Alec is remembered, along with many of his colleagues, on the Tyne Cot Memorial on panels 86-88. He is also remembered on the St John sub Castro Memorial and the Lewes War Memorial. He was entitled to the 1915 Star and the War and Victory Medals. These, and his effects, were sent to his mother.
Frederick Arthur Thompson
Frederick was born in Lewes and baptised at St John sub Castro on 04/10/1891. His early life was very similar to his brother and in 1911 he was working as a labourer for a local rope maker. At this stage it is not known who his employer was but the premises would have been close to the river wharves.
He married Edith Pilfold in the last quarter of 1913. A daughter Frances was born in mid 1915 and a son Frederick in late 1916.
Frederick enlisted in the 3rd Battalion the East Surrey Regiment but the date of his enlistment is unclear as his army papers are no longer available to view. His number, 3/33891, indicates an enlistment quite late in the war, probably in 1916. This would line up with his medal roll index card which shows that he did not enter France until after the end of 1915. His son was born in late 1916 so a tentative enrolment date would fall in early to mid 1916.
The 3rd Battalion was a special reserve and training battalion based in Dover and used to reinforce other battalions as their strength fell. Frederick was transferred to the 8th Battalion some time before November 1917 where he became a member of D Company.
He contracted trench fever and was hospitalised in early November 1917 at Etaples. He was then sent via the 31st Ambulance Train to Calais on 06/11/1917 to convalesce in the UK. Trench fever was a highly contagious fever transmitted by lice and common in the trenches. Men suffered from a very high fever for at least five days and many also had a rash and extreme pain. They needed at least a month to recover. Frederick was still on the injured list on 17th November, around the time his brother was killed. On his recovery Frederick returned to the front.

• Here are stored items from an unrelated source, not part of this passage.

PR #273, opened 2021-02-10
ghc-in-ghci: Drop it

shayne-fletcher:
In [this discussion](https://gitlab.haskell.org/ghc/ghc/-/merge_requests/4968#note_329341) it is noted that `GHC_IN_GHCI` is no longer in use.

### DIFF
--- a/ghc-lib-gen/src/Ghclibgen.hs
+++ b/ghc-lib-gen/src/Ghclibgen.hs
@@ -778,7 +778,7 @@ generateGhcLibCabal ghcFlavor = do
         indent2 (ghcLibIncludeDirs ghcFlavor) ++
         [ "    ghc-options: -fobject-code -package=ghc-boot-th -optc-DTHREADED_RTS"
         , "    cc-options: -DTHREADED_RTS"
-        , "    cpp-options: " <> ghcStageDef ghcFlavor <> " -DTHREADED_RTS " <> ghciDef ghcFlavor <> " -DGHC_IN_GHCI"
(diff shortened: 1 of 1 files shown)


ghc-lib-gen/src/Ghclibgen.hs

Life on the front continued as before. The battalion started 1918 in trenches at Hargicourt but moved to Le Verguier, however there was little action except for occasional sniping and skirmishes until mid-March. A big attack was expected and the battalion had been preparing for it since mid-February.
What has become known as the Battle of St Quentin saw huge casualties and the retreat from action. The battalion crossed the Somme, and paperwork and armament that could fall into enemy hands was ordered to be destroyed.
By 31/03/1918 they had arrived at Hailles. The battalion was now reduced to 200 men having lost at least 20 officers and 380 men. Frederick’s assumed date of death is 31/03/1918 but in the confusion of that last week his body was never found or identified.
Frederick is remembered with his comrades on the Pozieres Memorial on panels 44 and 45. He is additionally remembered on the St John sub Castro Memorial and the Lewes War Memorial.
He was entitled to the War and Victory Medals and these, along with his effects and pension, were sent to Edith.